If Social Security is solvent until some time in the future, then explain the almost 15 trillion dollars in Social Security Liability that is more than the posted national debt? Again, the Washington hype about raising the debt ceiling is hogwash and political can-kicking down the road propaganda to make you feel like the USA Titanic is still floating on top of the icy ocean, when in reality the whole system is bankrupt and on the bottom of the sea. The corrupt politicians in Washington D.C. are bought-and-paid-for by Washington Lobbyists working for the Open Border Lobby and Wall Street Banksters that are saddling you with a worthless currency and a collapsed economy and more than 200 Trillion Dollars of Debt that nobody can pay off in our collective lifetimes. 



liebuster said:


> I'm curious as to what would happen to bonds, gold, silver, commodities, U.S. company stocks, inflation, etc, etc..



The privately-owned Fed becomes the sole buyer of US debt and prints up more worthless fiat dollars that destroys the value of every dollar in your pocket. Gold and silver prices are currently being depressed by JP Morgan-like Banksters shorting the markets, until the sheeple wake up and realize that the fiat currency wars are destroying personal wealth and everyone runs to buy gold and silver. The day is coming when a gold/silver crisis emerges and people with paper options on precious metals are caught holding an empty bag. The smart people are already in possession of gold and silver (like me) and preparing for when the prices go parabolic straight through the roof. 

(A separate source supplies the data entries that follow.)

PR #4390, opened 2026-04-09
[ST-7745] [BpkThumbButton] Add small size variant  

mariamuzas:
**What** 
Adds a size prop ('default' | 'small') and an iconColor prop ('default' | 'primary') to `BpkThumbButton` component : 

**size**
- small uses sm icons, no fixed dimensions, and `bpk-text-xs font size` — designed for inline use alongside text
- default preserves existing behaviour (no breaking change)
- Disables the `bpk-touch-tappable 48px pseudo-element on --small` to prevent touch targets overlapping adjacent buttons

**iconColor**
- primary renders the icon in `$bpk-text-primary-day`
- default uses `$bpk-text-disabled-day`— default for both sizes
- Decouples colour from size so either can be combined independently

**Why**                                                                                                                                                                        
Needed by BpkAiBlurb component (https://github.com/Skyscanner/backpack/pull/4338) where thumb buttons sit inline next to caption text, making the default 24px lg icons visually oversized. 

[Figma design](https://www.figma.com/design/KXf2gHNLDe2cXWUoHl4cTX/Backpack%E2%80%A8Foundations---Components?node-id=15094-15634&m=dev)

**Notes**
- ThumbsButtonSize, ThumbsButtonColour exported as a named type alongside the existing ThumbsButtonType
-  New Small Storybook story added; VisualTest updated with small and small-selected rows
-  iconColor defaults in destructuring (consistent with size and selected)

- [ ] Component `README.md`
- [x] Tests
- [ ] Accessibility tests


packages/bpk-component-thumb-button/src/BpkThumbButton.tsx
```diff
@@ -52,13 +59,19 @@ const BpkThumbButton = ({
...
   selected = false,
+  size = 'default',
   type,
 }: BpkThumbButtonProps) => {
-  const Icon = type === 'up' ? ThumbsUpIcon : ThumbsDownIcon;
+  const icons: Record<ThumbsButtonSize, Record<ThumbsButtonType, ComponentType>> = {
+    small: { up: ThumbsUpIconSm, down: ThumbsDownIconSm },
+    default: { up: ThumbsUpIconLg, down: ThumbsDownIconLg },
+  };
+  const Icon = icons[size][type];
```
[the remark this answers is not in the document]
mariamuzas: If I understand correctly, not needed as size and type are both typed (`ThumbsButtonSize` and `ThumbsButtonType`), so invalid values cannot be passed by consumers. The default value on size also ensures it's always defined.

packages/bpk-component-thumb-button/src/BpkThumbButton.module.scss
```diff
@@ -48,6 +49,10 @@
     transition: none;
   }
 
+  &:active {
+    color: tokens.$bpk-text-secondary-day;
+  }
+
```
mariamuzas, line 55: Fix a small bug: https://skyscanner.slack.com/archives/C099ZFP0U83/p1775753159048179?thread_ts=1775635520.043069&cid=C099ZFP0U83

packages/bpk-component-thumb-button/index.ts
```diff
@@ -18,5 +18,5 @@
 
 import BpkThumbButton from './src/BpkThumbButton';
 
-export type { BpkThumbButtonProps, ThumbsButtonType } from './src/BpkThumbButton';
+export type { BpkThumbButtonProps, ThumbsButtonType, ThumbsButtonSize } from './src/BpkThumbButton';
```
RichardSyq: Looks like `ThumbsButtonColor` didn't make it into the exports here — only `ThumbsButtonSize` was added. The PR description says both types should be named exports, and consumers who want to type the `iconColor` prop value won't be able to import it from the package. Should be:

```ts
export type { BpkThumbButtonProps, ThumbsButtonType, ThumbsButtonSize, ThumbsButtonColor } from './src/BpkThumbButton';
```

packages/bpk-component-thumb-button/src/BpkThumbButton.module.scss
```diff
@@ -48,6 +49,10 @@
     transition: none;
   }
 
+  &:active {
+    color: tokens.$bpk-text-secondary-day;
+  }
```
RichardSyq, line 54: Think there might be a CSS specificity issue here. `.bpk-thumb-button:active` has specificity (0,1,1), which beats `.bpk-thumb-button--selected` at (0,1,0). So when a selected button is actively pressed, this rule wins and the icon will flash `$bpk-text-secondary-day` rather than keeping the accent colour from `--selected`.

Interestingly the `--color-primary + --selected` combination is fine since two classes give it (0,2,0), but plain `--selected` on its own isn't covered.

Suggestion: add `&--selected:active { color: tokens.$bpk-core-accent-day; }` inside the `--selected` block.

packages/bpk-component-thumb-button/src/BpkThumbButton.module.scss
```diff
@@ -60,4 +65,31 @@
...
+
+  &--small {
+    width: auto;
+    height: auto;
+
+    @include typography.bpk-text-xs;
+
+    &::before {
+      content: none;
```
RichardSyq, line 96: This disables the `::before` touch target that was added to meet the WCAG 44×44px minimum (the original commit for `bpk-touch-tappable` cited this requirement explicitly). I understand why — overlapping targets are a real UX problem in an inline context — but the README and the `size` prop JSDoc don't currently mention that the small variant drops the touch target.

Could we add a note to `### Small size` in the README (and ideally the JSDoc too) that this variant isn't suitable for touch-primary surfaces?

packages/bpk-component-thumb-button/src/BpkThumbButton.tsx
```diff
@@ -42,6 +50,10 @@ export type BpkThumbButtonProps = {
    * Whether the thumb is in selected state.
    */
   selected?: boolean;
+  /**
+   * Size variant. 'small' uses sm icons with no fixed dimensions, matching inline text use cases.
+   */
+  size?: ThumbsButtonSize;
```
RichardSyq, line 57: The `accessibility-test.tsx` file isn't updated in this PR — it still only runs axe against the default props. The `size="small"` path is structurally different (different icon component, touch target suppressed) and worth covering with a dedicated axe test. Would be good to add cases for at least `size="small"`, `iconColor="primary"`, and their combination before merging.

packages/bpk-component-thumb-button/src/BpkThumbButton.module.scss
mariamuzas: aaah interesting! Will add that!

RichardSyq (approved):
lgtm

The banksters are taking zero percent interest Fed money and buying commodities (oil, gas, food stocks), which drives the prices up for the consumer. Surviving the coming collapse means buying food, guns and ammo first and then investing in precious metals as an inflation hedge, because all the gold in the world is no good; unless you have the lead to protect it. Inflation will lead to hyper-inflation, as more and more money chases fewer and fewer goods and the dollar continues declining in value. That means you need more worthless fiat dollars to buy the same commodities, which will see the stock markets 'melt up' in price, but steadily loose value in comparison to gold and silver. 

Right now we are waiting for the Bailout/Stimulus Bubble to bust, which will cause everyone on the world to run away from dollar-based assets into more secure holdings like gold and silver; which will create the shortage that will make those prices soar through the roof. However, at the same time the price of land will decrease exponentially, as fewer and fewer Americans have any disposable income to make offers on your house and land. 

The time will then come when the smart people will get out of gold and silver holdings into land purchases, as the Govt clamps down on those holding gold/silver reserves with higher and higher taxes. However, all of that said, the biggest threat to your personal security in the coming years will not be from the corrupt fascist government and not from people wanting to steal your gold and silver. The people coming to do you harm during the coming economic collapse will be hungry ... 

GL,

Terral


----------



## miller (Feb 21, 2011)

liebuster said:


> What would happen if the Ceiling is raised and what would happen if it is not???
> 
> I'm curious as to what would happen to bonds, gold, silver, commodities, U.S. company stocks, inflation, etc, etc..



When you pay your debts your credit is restored.  Loan me money and every time you want payment I'll tell you I raised the debt ceiling.  Only stupid Americans don't know there is no ceiling.  

Only people in a trance can believe one lie after the other.

To answer the question when they raise the debt ceiling the dollar will continue falling, inflation will take off, rates will skyrocket, and stocks will collapse.  This debt fiasco is coming to a nasty end.  At some point they foreclosed on the mortgages.  There will be a foreclosure on America.  

The Chinks quit lending.  See the facts here:
http://www.treasury.gov/resource-center/data-chart-center/tic/Documents/mfh.txt

The Limeys are lending.  They are busted too.  There's a flim flam with Bernanke and the Limeys.  Also the Feds bought $422 billion so far.  Its all public info that the MSM won't mention.


----------



## boedicca (Feb 21, 2011)

Toro said:


> william the wie said:
> 
> 
> > In the last two shutdowns stocks went up. Marketwatch has a piece on the subject.
> ...




This is a red herring threat to scare the public.

The government has Plenty of Money to pay the interest on the debt.  That should be the first priority for disbursements.  Considering that federal spending has increased by over 25%, and Obama is trying to bake in the Stimulus pop into the permanent run rate, it should be quite easy to roll back all spending to 2007 levels.  

Really.

It should.


----------



## miller (Feb 21, 2011)

boedicca said:


> Toro said:
> 
> 
> > william the wie said:
> ...



Keep dreaming.  It must be nice to be in a trance.  The stimulus ain't working at all.  See this.
Screwed Again: BAD NEWS

Obama is a liar and an idiot with idiots on his cabinet who destroyed America.  They will never admit failure.  Is it fun to be in a trance?


----------



## Toro (Feb 21, 2011)

boedicca said:


> Toro said:
> 
> 
> > william the wie said:
> ...



It doesn't matter.  Financial markets shoot first and ask questions later.

Financial markets crashed when _Greece_ was on the verge of default.  Greece is nothing compared to the US.   

Paralysis of the government would spook financial markets because the market wouldn't believe the politicians that they would honor the debt.  Competing claims on 1/3 of all government spending accounting for over 10% of the economy would create enormous political pressure and uncertainty, causing a rush to sell Treasury bonds, a spike in interest rates, a collapse of the dollar and a crash in stocks.  If I thought for even a second that this was a serious alternative, I'd sell every single financial asset I had in the US and get it out of the country with a click of the mouse.


----------



## liebuster (Feb 21, 2011)

Toro said:


> boedicca said:
> 
> 
> > Toro said:
> ...



Let me know when you plan on doing that.....seriously.


----------



## Toro (Feb 22, 2011)

liebuster said:


> Toro said:
> 
> 
> > boedicca said:
> ...



Sure.  But I think there is virtually zero chance of that happening.  If I change my mind, I'll let you know.


----------